━━━ MATERIAL FOR THE TASK

PR #4227, opened 2025-06-25
s3_sync: don't block when syncing to s3

abhizer:
* fixes a bug where calling `sync_checkpoint` would block until the sync succeeded


ryzhyk (commented):
I haven't read the implementation of S3 checkpointing yet. Is there a way for the user to know when a sync has completed and whether it completed successfully?

abhizer:
Yes, `/checkpoint/sync_status` gives the uuid of the latest successful and failed syncs (and the error). Pretty much the same as `/checkpoint_status`.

━━━━━━

### PROBLEM TO WORK ON
Pull each line holding "block" out of the listing.

### EXERCISE RESULT
s3_sync: don't block when syncing to s3
* fixes a bug where calling `sync_checkpoint` would block until the sync succeeded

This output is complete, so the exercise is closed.